03. How It Works
Sources of bias
Historical bias in training data:
If the training data reflects past human discrimination, the model learns to replicate it. The COMPAS recidivism algorithm trained on criminal justice data in which Black defendants were arrested and incarcerated at higher rates due to structural inequities in policing, not because of higher actual recidivism. The model reproduced this disparity.
Unrepresentative data:
MIT researcher Joy Buolamwini found that commercial facial recognition systems trained on datasets that were more than 75% male and more than 80% white produced error rates above 34% for darker-skinned women, compared to under 1% for lighter-skinned men. The training sets simply contained far more examples of one group.
Proxy variables:
An algorithm may not receive race as an input and still produce racially discriminatory outcomes. Zip code is a well-documented proxy for race in the US because of residential segregation. Amazon's same-day delivery exclusions initially excluded predominantly Black neighborhoods while optimizing on zip-code-level profitability. Barocas and Selbst define these as "mere stand-ins for protected groups."
Label bias:
If the ground-truth labels used in training were themselves the product of biased human judgment, the model learns to replicate that judgment. A hiring model trained on which candidates were hired in the past learns the hiring manager's preferences, not an objective measure of job fitness.
Feedback loops:
A biased prediction shapes the world it predicts. Predictive policing tools send more police to areas they flag as high-risk, which produces more arrests in those areas, which confirms the algorithm's prediction in the next training cycle. The bias amplifies over time.

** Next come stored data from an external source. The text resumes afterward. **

PR #441, opened 2025-04-11
Also display the fingerprint of the signing certificate

stefanberger:
#### Summary

Also display the fingerprint of the signing certficate. Adjust the ordering so that it is always shown last as the one corresponding to the signature-verifying key.

### DIFF
--- a/src/model_signing/_signing/sign_certificate.py
+++ b/src/model_signing/_signing/sign_certificate.py
@@ -175,15 +175,15 @@ class Verifier(sigstore_pb.Verifier):
         max_signing_time = signing_certificate.not_valid_before_utc
         self._store.set_time(max_signing_time)
 
-        signing_certificate_ssl = _to_openssl_certificate(
-            signing_chain.certificates[0].raw_bytes, False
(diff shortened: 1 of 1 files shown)


mihaimaruseac (dismissed):
Thank you!

src/model_signing/_signing/sign_certificate.py
```diff
@@ -175,15 +175,16 @@ def _to_openssl_certificate(certificate_bytes, log_fingerprints):
...
-        )
         trust_chain_ssl = [
             _to_openssl_certificate(
                 certificate.raw_bytes, self._log_fingerprints
             )
             for certificate in signing_chain.certificates[1:]
         ]
+        signing_certificate_ssl = _to_openssl_certificate(
+            signing_chain.certificates[0].raw_bytes,
+            self._log_fingerprints
```
mihaimaruseac, line 186: I think these still fit in the same line (`hatch fmt` should fix)

mihaimaruseac (approved):
Thank you!

PR #442, opened 2025-04-16
Add compatibility layer with v0.2 signatures

mihaimaruseac:
#### Summary
This is temporary but we need to ensure that signatures that were generated using the v0.2 CLI can still be verified at v1.0 and later.

There are 3 issues that we needed to fix:

- the PAE encoding mixed `bytes` and `str` types resulting in additional escaping being added to the statement that gets signed. Verification must replicate the same mix-up to gurantee that the signed material can be verified.
- the public key extracted from the certificate during verification was hard coded to use a hash of SHA256 instead of the one that should match the key type. Since this was using `cryptography.hazmat` there was no verification. All signatures generated at v0.2 using certificates are not really valid, but we'll support verifying them as they are.
- the in-toto predicate was different: v0.2 is not compatible with any model signature extensions, is not extensible and could be manipulated to be incomplete (not catching all possible alterations of a model). Fortunately, we used different predicate types, so it is easy to catch and add the support.

Note that this support is only added for verification size. Any new signature must be generated using the v1.0 format.

#### Release Note
Need to add to changelog

#### Documentation
Need to document the current model format better.

### DIFF
--- a/src/model_signing/_signing/sign_certificate.py
+++ b/src/model_signing/_signing/sign_certificate.py
@@ -153,7 +153,7 @@ class Verifier(sigstore_pb.Verifier):
             # Here, we patch over a bug in `pae` which mixed unicode `str` and
             # `bytes`. As a result, additional escape characters were added to
             # the material that got signed over.
-            self._public_key.verify(
+            public_key.verify(
                 envelope.signatures[0].sig,
                 sigstore_pb.pae_compat(envelope.payload),
                 ec.ECDSA(ec_key.get_ec_key_hash(public_key)),
--- a/src/model_signing/_signing/sign_certificate.py
+++ b/src/model_signing/_signing/sign_certificate.py
@@ -19,6 +19,7 @@ import logging
 import pathlib
 
 import certifi
+from cryptography import exceptions
 from cryptography import x509
 from cryptography.hazmat.primitives import hashes
 from cryptography.hazmat.primitives import serialization
@@ -141,11 +142,22 @@ class Verifier(sigstore_pb.Verifier):
     def _verify_bundle(self, bundle: bundle_pb.Bundle) -> tuple[str, bytes]:
         public_key = self._verify_certificates(bundle.verification_material)
         envelope = bundle.dsse_envelope
-        public_key.verify(
-            envelope.signatures[0].sig,
-            sigstore_pb.pae(envelope.payload),
-            ec.ECDSA(ec_key.get_ec_key_hash(public_key)),
-        )
+        try:
+            public_key.verify(
+                envelope.signatures[0].sig,
+                sigstore_pb.pae(envelope.payload),
+                ec.ECDSA(ec_key.get_ec_key_hash(public_key)),
+            )
+        except exceptions.InvalidSignature:
+            # Compatibility layer with pre 1.0 release
+            # Here, we patch over a bug in `pae` which mixed unicode `str` and
+            # `bytes`. As a result, additional escape characters were added to
+            # the material that got signed over.
+            self._public_key.verify(
+                envelope.signatures[0].sig,
+                sigstore_pb.pae_compat(envelope.payload),
+                ec.ECDSA(ec_key.get_ec_key_hash(public_key)),
+            )
 
         return envelope.payload_type, envelope.payload
 
--- a/src/model_signing/_signing/sign_certificate.py
+++ b/src/model_signing/_signing/sign_certificate.py
@@ -156,7 +156,13 @@ class Verifier(sigstore_pb.Verifier):
             public_key.verify(
                 envelope.signatures[0].sig,
                 sigstore_pb.pae_compat(envelope.payload),
-                ec.ECDSA(ec_key.get_ec_key_hash(public_key)),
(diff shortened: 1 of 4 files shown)


src/model_signing/_signing/sign_sigstore_pb.py
```diff
@@ -65,6 +65,32 @@ def pae(raw_payload: bytes) -> bytes:
...
+        The encoded statement from the payload.
+    """
+    payload_type = signing._IN_TOTO_JSON_PAYLOAD_TYPE
+    payload_type_length = len(payload_type)
+    payload_length = len(raw_payload)
+    # Notice bug here!
+    pae_str = (
+        f"DSSEV1 {payload_type_length} {payload_type} "
+        f"{payload_length} {raw_payload}"
+    )
```
spencerschrock, line 90: Just pasting what the fix was to better highlight the bug. I know you described it above in docstring, I'm just a visual person :)
```python
pae_str = f"DSSEv1 {payload_type_length} {payload_type} {payload_length}"
return b" ".join([pae_str.encode("utf-8"), raw_payload])
```

src/model_signing/_signing/sign_certificate.py
```diff
@@ -141,11 +142,22 @@ def __init__(
...
+            public_key.verify(
+                envelope.signatures[0].sig,
+                sigstore_pb.pae(envelope.payload),
+                ec.ECDSA(ec_key.get_ec_key_hash(public_key)),
+            )
+        except exceptions.InvalidSignature:
+            # Compatibility layer with pre 1.0 release
+            # Here, we patch over a bug in `pae` which mixed unicode `str` and
+            # `bytes`. As a result, additional escape characters were added to
+            # the material that got signed over.
```
spencerschrock, line 155: do we want to retry all signature failures? Or just ones that declare the compatibility type?`_PREDICATE_TYPE_COMPAT`

spencerschrock (commented):
Still need to look at payload to manifest, but wanted to get partial comments out before my errand.

src/model_signing/_signing/sign_certificate.py
mihaimaruseac: We would need to do an inversion of control to check the predicate type. At this layer the predicate is just a sequence of bytes, we would need to parse it, check the predicate type and then verify that again. And then, we do the same checks again at the proper place.

The exceptions raised from the `except` block are the same as those raised from `try`, so I'd assume this would be safe.

src/model_signing/_signing/sign_sigstore_pb.py
mihaimaruseac: Yup, `"DSSEv1"` instead of `"DSSEV1"` and separating the `raw_payload` (bytes) from the string part.

src/model_signing/_signing/sign_certificate.py
spencerschrock: That was my other question, about the exception chaining. It seems like there would just be more context from both exceptions if both got raised.

src/model_signing/_signing/sign_certificate.py
```diff
@@ -141,11 +142,22 @@ def __init__(
...
+            self._public_key.verify(
+                envelope.signatures[0].sig,
```
spencerschrock, line 157: is this a typo?

`self._public_key` is used here, vs `public_key` above

src/model_signing/_signing/signing.py
```diff
@@ -120,6 +126,46 @@ def dsse_payload_to_manifest(dsse_payload: dict[str, Any]) -> manifest.Manifest:
...
+
+    Raises:
+        ValueError: The payload cannot be deserialized to a manifest.
+    """
+    # Model name is not defined, use a constant.
+    model_name = "compat-undefined-not-present"
+
+    # Serialization format is not present, build a fake one.
+    serialization = manifest.SerializationType.from_args(
+        {"method": "files", "hash_type": "sha256", "allow_symlinks": "false"}
```
spencerschrock, line 153: these fakes match the defaults from the old signatures? Though `__eq__` doesnt care about that, so I guess it doesn't matter.

spencerschrock (commented):
Looks good.

Let's make sure this works with Daniel?

src/model_signing/_signing/sign_certificate.py
mihaimaruseac: This is indeed a copy-paste typo. Fixed, thanks for catching!

src/model_signing/_signing/sign_certificate.py
mihaimaruseac: It's the same exception though. The only additional information is that this would be from a different line number.

src/model_signing/_signing/signing.py
mihaimaruseac: Yes, they should match the original from the signature. Without these fakes, we'd need to call the "private" constructor of the serialization type, but this is cleaner.

spencerschrock (approved):
> Note another bug here: the v0.2 signatures were generated with hardcoded SHA256 hash

I'll note test coverage of certificate / key signing/verifying is still pretty low at 30-40% . So maybe there's more to find :)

Fairness definitions and their conflicts
Demographic parity (equal selection rates across groups): The system selects applicants, defendants, or patients at the same rate regardless of group. This ignores genuine differences in base rates.
Equalized odds (equal true positive and false positive rates across groups): The system is equally accurate for everyone. ProPublica used this framing to criticize COMPAS, showing Black defendants were more likely to be falsely flagged as high risk.
Calibration (equal predictive accuracy at a given score across groups): A risk score of 70 means the same probability of reoffending regardless of race. Northpointe used this framing to defend COMPAS.
The formal impossibility result states that calibration and equalized odds cannot both be satisfied when base rates differ between groups. Any choice between them is a value judgment, not a technical decision.